----- PROVIDED DATA

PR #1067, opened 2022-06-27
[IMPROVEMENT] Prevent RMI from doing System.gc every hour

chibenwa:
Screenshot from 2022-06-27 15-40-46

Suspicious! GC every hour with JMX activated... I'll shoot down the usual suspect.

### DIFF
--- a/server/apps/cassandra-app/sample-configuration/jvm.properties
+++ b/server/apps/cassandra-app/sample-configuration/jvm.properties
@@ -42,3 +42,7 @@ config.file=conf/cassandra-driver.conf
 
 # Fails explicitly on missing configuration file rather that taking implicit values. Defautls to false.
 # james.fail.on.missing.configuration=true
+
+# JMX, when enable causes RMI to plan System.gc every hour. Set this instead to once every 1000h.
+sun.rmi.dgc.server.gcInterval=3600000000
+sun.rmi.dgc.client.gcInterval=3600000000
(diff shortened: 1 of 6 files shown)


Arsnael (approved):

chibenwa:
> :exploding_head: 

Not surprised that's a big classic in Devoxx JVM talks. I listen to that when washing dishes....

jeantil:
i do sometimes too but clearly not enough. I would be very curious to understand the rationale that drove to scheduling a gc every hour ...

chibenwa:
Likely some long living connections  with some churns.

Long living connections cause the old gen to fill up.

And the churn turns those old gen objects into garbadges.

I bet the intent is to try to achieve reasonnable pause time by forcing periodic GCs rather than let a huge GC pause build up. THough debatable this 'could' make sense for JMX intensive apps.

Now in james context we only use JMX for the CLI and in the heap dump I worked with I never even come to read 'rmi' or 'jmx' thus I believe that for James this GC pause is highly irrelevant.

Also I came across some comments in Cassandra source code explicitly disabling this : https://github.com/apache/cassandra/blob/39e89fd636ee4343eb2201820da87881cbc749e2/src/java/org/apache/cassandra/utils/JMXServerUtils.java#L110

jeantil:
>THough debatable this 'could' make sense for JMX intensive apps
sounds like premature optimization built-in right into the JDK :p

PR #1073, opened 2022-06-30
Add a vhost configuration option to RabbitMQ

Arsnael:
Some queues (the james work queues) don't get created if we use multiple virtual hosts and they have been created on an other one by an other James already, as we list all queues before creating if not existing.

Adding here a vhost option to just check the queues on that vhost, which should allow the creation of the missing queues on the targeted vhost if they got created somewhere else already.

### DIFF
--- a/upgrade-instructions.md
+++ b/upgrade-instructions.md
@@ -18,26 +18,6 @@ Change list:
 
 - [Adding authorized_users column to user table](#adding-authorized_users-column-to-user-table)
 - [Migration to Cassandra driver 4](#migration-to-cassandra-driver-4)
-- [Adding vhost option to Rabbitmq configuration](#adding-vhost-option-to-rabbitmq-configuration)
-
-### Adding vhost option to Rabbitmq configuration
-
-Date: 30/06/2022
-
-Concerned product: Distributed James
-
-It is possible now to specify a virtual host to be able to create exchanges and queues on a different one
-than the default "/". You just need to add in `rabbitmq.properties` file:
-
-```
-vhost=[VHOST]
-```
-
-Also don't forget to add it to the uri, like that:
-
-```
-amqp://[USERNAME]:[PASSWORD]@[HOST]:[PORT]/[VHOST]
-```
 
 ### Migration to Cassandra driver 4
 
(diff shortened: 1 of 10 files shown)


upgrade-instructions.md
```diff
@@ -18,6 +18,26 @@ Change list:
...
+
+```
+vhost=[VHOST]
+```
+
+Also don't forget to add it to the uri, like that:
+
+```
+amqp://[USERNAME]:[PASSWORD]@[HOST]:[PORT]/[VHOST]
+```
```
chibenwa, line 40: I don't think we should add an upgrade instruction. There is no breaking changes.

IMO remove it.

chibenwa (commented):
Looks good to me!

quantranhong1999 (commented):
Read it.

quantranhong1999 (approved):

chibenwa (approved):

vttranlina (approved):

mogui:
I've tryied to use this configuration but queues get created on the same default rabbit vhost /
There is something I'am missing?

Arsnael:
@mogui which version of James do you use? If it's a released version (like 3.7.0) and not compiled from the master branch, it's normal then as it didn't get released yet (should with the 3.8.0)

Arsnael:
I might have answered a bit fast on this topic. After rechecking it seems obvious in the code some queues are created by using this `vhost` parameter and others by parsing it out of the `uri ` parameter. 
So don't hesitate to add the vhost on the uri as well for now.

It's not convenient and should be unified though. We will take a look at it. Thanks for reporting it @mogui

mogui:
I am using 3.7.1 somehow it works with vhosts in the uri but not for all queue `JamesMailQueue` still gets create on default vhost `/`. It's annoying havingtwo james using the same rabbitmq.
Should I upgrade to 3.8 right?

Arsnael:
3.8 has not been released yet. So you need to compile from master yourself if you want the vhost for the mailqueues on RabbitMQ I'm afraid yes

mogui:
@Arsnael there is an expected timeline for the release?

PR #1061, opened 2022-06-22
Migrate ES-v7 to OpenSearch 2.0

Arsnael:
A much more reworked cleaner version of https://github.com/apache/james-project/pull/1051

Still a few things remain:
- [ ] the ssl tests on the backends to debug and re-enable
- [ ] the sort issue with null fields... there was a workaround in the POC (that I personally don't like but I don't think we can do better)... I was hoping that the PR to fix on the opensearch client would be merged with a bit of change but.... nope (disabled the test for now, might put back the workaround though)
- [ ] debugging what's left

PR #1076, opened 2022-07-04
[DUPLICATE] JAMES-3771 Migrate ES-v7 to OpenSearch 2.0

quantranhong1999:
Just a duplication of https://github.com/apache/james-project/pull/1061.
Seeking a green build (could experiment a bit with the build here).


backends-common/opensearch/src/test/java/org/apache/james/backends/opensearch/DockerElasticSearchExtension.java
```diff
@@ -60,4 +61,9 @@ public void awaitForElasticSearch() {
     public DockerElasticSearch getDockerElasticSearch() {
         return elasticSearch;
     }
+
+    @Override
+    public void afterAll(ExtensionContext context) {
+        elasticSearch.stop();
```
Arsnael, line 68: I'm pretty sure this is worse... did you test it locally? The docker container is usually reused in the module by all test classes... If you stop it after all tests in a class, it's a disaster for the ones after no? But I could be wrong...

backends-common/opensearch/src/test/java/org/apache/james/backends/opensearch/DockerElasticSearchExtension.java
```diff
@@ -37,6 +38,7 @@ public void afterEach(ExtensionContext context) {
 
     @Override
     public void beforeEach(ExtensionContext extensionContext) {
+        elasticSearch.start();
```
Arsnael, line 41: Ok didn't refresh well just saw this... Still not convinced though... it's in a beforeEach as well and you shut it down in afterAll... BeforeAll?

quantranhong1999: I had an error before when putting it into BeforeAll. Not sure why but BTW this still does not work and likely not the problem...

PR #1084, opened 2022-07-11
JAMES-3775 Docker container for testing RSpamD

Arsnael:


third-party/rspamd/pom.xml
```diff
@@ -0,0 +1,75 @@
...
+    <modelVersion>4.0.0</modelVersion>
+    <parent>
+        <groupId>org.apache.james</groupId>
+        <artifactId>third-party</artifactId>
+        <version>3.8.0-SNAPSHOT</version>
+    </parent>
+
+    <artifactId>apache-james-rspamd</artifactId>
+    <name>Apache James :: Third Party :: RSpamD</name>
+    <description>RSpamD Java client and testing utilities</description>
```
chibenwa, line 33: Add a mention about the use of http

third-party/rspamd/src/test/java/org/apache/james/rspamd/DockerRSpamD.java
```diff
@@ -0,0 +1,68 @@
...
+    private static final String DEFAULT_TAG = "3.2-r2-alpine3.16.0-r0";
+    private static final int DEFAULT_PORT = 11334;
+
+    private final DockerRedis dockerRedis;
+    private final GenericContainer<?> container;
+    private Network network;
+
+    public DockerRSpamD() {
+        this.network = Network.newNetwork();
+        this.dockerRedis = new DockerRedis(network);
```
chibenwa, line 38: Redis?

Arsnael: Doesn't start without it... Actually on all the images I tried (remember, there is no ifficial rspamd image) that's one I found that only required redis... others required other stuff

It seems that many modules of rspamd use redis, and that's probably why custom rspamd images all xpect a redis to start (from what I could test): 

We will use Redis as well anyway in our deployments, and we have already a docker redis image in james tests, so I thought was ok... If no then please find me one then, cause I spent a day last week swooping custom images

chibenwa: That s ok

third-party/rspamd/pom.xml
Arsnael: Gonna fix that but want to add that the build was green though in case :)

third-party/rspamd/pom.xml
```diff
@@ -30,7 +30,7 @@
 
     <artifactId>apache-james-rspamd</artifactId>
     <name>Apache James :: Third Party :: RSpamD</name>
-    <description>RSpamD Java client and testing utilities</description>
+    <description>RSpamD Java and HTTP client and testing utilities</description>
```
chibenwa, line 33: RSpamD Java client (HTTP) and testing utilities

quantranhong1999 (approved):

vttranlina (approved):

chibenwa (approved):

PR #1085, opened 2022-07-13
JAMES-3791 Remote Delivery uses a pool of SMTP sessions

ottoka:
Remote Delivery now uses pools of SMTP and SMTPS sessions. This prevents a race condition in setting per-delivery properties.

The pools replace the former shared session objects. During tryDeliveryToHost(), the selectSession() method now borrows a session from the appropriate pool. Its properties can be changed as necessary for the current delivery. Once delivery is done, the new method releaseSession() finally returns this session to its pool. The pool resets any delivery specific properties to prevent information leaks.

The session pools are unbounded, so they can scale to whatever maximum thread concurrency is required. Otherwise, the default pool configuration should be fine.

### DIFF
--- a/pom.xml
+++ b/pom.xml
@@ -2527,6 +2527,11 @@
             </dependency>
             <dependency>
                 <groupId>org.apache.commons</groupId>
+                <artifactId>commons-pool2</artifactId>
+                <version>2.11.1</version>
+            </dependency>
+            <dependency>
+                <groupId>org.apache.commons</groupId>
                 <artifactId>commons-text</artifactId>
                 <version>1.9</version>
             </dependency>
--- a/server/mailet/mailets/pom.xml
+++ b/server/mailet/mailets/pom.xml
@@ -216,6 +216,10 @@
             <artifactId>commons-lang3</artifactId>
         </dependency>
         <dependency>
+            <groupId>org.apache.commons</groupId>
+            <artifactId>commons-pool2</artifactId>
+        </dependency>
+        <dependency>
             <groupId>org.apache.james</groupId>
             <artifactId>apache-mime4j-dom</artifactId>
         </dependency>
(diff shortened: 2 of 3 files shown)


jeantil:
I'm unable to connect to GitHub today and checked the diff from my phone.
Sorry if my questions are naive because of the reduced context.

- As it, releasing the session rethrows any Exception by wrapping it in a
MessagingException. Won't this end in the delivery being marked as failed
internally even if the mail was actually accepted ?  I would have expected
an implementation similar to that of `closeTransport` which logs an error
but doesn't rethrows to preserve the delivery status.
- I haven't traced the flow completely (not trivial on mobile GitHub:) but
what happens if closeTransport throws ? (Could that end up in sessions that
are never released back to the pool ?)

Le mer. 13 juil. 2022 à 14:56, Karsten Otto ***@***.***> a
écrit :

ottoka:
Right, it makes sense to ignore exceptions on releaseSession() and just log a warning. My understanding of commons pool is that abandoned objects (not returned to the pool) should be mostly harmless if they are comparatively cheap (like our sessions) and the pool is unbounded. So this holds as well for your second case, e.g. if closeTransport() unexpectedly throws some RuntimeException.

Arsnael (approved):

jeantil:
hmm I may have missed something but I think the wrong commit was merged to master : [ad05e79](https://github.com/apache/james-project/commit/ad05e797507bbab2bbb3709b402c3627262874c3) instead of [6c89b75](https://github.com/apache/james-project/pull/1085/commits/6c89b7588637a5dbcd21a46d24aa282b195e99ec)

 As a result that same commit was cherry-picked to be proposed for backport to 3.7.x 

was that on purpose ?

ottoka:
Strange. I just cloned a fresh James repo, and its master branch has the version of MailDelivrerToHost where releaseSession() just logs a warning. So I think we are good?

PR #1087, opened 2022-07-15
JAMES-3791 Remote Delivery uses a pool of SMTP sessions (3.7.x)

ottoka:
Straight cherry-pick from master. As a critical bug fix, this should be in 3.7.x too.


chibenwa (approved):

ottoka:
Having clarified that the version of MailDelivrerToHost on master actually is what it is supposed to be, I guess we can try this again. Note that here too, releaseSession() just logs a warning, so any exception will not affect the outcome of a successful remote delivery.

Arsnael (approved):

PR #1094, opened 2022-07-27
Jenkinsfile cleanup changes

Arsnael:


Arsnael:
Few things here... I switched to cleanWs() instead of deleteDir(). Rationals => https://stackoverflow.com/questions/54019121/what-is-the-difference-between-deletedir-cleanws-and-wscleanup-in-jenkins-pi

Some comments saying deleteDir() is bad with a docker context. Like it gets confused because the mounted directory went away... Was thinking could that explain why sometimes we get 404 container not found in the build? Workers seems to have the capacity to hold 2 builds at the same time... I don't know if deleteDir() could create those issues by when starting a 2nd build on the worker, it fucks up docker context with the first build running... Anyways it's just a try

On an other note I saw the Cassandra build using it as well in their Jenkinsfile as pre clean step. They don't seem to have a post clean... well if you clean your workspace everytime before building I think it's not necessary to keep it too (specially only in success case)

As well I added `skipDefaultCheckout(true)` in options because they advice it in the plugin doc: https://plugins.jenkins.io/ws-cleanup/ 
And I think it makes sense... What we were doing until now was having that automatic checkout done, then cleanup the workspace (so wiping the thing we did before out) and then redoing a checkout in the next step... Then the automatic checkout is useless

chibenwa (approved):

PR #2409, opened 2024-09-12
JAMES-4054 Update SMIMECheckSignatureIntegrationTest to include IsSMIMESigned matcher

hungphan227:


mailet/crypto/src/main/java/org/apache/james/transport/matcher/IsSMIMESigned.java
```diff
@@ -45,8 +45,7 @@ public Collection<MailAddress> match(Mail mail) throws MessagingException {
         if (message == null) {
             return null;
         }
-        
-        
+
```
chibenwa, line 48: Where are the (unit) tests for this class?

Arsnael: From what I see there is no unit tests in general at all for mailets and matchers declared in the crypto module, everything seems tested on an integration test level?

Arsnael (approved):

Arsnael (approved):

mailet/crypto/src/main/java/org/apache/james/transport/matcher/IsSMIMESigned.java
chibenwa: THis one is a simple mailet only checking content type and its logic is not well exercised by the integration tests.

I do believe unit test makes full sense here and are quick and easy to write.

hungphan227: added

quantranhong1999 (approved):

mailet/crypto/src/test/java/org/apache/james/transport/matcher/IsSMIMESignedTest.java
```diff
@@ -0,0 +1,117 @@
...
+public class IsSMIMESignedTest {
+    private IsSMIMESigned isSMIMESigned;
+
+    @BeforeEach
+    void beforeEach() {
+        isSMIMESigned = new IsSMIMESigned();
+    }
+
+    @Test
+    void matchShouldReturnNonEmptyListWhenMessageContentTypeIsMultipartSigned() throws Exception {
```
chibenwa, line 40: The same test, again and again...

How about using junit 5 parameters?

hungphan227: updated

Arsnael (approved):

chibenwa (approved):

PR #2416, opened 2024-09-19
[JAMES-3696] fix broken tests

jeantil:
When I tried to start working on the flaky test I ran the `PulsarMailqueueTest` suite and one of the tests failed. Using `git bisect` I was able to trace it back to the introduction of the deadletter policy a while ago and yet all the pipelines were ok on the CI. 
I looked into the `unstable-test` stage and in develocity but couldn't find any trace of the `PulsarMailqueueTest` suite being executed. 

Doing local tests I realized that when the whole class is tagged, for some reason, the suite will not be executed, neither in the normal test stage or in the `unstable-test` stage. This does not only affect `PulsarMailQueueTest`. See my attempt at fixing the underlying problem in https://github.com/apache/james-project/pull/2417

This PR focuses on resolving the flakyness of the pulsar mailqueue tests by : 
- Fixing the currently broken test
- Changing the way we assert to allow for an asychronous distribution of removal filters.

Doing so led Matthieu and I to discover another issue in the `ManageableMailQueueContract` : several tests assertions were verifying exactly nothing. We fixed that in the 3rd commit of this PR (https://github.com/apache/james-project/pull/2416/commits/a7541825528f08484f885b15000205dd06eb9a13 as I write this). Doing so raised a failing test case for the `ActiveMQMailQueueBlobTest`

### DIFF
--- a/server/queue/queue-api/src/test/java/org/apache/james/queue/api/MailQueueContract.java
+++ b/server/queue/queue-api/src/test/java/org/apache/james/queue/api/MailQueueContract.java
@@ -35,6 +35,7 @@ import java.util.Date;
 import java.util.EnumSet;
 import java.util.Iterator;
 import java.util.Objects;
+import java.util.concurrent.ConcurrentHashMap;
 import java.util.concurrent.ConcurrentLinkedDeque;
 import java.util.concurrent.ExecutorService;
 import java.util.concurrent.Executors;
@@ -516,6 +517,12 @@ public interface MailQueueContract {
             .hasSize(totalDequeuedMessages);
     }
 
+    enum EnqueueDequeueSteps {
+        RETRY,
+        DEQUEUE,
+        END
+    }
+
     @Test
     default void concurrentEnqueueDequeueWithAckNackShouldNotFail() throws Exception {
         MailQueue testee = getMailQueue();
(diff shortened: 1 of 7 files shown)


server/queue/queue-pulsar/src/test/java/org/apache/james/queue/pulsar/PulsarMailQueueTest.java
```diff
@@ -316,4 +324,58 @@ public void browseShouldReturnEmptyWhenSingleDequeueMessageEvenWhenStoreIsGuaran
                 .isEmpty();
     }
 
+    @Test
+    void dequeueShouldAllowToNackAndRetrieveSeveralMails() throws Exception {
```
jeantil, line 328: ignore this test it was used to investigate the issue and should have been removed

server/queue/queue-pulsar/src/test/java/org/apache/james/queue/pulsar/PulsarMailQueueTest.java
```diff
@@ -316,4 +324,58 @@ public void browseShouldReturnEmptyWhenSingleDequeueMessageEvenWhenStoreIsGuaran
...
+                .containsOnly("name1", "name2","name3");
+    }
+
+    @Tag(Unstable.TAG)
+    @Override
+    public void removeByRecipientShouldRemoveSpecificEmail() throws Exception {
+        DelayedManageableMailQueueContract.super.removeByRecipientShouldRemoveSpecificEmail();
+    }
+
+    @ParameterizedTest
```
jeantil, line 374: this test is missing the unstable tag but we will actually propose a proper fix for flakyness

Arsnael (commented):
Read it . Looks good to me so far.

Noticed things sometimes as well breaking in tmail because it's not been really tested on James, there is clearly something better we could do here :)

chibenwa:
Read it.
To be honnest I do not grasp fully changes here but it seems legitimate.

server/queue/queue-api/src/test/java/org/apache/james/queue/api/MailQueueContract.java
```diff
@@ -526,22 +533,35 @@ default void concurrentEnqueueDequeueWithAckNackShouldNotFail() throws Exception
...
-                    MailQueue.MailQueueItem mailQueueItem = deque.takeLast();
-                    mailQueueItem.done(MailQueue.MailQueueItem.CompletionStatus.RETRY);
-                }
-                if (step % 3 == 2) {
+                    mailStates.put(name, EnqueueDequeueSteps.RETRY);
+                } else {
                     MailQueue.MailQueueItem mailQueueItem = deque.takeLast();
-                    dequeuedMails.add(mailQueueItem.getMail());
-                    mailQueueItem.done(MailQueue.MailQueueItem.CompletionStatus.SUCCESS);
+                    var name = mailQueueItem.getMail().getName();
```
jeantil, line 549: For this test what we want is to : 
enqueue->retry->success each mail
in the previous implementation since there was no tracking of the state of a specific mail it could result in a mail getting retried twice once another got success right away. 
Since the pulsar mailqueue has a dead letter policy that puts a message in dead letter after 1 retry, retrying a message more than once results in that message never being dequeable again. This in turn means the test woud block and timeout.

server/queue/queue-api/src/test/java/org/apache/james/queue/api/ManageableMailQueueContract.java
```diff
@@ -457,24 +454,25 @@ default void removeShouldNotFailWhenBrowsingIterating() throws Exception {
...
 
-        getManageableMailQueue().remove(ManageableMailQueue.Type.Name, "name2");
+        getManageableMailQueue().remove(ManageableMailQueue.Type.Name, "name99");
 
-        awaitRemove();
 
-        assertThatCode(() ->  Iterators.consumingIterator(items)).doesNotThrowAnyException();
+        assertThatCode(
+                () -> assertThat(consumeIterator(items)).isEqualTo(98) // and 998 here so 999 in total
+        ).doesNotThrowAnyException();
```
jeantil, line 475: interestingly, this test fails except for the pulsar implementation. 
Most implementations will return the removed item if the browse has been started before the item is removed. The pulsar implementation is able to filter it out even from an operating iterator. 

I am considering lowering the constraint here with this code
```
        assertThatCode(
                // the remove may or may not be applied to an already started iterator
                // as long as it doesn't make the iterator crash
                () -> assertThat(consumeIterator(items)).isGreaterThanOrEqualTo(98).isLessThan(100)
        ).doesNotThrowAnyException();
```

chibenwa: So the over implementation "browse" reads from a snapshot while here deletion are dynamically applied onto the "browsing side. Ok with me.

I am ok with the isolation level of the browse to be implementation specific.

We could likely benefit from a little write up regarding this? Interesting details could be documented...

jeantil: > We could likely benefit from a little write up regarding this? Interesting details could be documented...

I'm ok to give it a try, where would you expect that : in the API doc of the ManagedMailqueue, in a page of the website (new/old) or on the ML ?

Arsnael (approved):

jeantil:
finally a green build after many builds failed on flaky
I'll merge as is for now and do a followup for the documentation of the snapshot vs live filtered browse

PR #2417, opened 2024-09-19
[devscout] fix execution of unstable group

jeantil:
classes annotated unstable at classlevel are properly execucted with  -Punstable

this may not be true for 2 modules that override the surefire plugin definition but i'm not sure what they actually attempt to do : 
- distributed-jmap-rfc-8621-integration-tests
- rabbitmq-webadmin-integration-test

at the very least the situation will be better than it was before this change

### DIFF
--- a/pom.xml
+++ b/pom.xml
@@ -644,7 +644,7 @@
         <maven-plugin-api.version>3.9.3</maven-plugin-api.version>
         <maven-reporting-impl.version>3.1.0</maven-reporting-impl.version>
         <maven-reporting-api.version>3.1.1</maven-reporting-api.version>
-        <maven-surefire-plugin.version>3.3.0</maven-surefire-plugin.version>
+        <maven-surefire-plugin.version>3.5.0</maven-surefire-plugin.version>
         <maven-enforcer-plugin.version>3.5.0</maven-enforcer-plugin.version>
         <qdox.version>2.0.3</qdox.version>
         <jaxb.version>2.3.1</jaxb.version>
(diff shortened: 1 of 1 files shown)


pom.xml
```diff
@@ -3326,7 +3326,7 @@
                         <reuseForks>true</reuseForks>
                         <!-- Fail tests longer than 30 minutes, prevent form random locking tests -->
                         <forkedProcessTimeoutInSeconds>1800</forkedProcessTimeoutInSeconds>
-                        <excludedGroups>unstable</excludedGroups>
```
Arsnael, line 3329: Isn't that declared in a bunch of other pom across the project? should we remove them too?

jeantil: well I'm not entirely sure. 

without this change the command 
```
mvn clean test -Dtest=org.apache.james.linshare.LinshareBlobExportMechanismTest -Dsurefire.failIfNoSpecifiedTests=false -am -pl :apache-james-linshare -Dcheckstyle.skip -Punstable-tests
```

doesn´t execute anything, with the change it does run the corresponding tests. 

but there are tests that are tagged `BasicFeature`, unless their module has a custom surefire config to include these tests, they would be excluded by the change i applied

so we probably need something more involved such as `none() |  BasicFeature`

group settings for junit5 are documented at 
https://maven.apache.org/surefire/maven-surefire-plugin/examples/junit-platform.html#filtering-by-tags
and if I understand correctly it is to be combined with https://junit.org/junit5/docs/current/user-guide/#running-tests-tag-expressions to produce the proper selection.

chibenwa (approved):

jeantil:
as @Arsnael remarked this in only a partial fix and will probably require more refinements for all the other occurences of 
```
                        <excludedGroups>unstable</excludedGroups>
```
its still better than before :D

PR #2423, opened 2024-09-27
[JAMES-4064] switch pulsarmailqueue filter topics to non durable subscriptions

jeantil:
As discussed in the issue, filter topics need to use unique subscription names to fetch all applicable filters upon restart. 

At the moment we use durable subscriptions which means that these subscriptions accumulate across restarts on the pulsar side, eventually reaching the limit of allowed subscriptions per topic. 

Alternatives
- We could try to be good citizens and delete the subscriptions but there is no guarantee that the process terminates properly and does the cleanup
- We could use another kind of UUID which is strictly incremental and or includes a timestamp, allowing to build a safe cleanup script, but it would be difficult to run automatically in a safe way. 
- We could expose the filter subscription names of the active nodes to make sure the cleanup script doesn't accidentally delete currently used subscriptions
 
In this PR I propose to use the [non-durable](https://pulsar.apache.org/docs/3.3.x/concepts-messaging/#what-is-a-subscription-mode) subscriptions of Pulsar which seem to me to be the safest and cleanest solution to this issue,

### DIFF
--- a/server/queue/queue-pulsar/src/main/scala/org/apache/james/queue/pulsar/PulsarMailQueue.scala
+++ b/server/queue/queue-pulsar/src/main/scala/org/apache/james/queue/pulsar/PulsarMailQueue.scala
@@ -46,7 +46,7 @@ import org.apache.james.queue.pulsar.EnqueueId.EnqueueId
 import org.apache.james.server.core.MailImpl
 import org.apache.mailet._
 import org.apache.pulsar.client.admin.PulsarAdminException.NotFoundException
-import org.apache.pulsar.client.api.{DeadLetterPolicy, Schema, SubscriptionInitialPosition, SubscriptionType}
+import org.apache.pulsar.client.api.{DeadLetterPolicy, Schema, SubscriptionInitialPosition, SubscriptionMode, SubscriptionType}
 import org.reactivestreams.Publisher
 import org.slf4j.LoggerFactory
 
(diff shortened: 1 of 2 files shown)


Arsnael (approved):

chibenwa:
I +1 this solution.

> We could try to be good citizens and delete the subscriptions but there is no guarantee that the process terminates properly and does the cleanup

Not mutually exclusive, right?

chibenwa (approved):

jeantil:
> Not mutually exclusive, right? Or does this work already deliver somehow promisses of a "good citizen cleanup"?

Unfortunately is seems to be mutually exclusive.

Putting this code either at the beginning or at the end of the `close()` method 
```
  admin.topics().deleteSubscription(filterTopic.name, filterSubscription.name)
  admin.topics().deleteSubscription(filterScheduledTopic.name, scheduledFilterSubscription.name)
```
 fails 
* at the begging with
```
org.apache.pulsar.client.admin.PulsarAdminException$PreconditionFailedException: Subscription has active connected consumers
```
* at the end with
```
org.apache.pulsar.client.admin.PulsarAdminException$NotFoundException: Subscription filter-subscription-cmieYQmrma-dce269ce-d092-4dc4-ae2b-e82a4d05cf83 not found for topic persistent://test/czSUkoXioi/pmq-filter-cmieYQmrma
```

----------

The expected output is each line of the records above that includes the word "broken".

[JAMES-3696] fix broken tests
- Fixing the currently broken test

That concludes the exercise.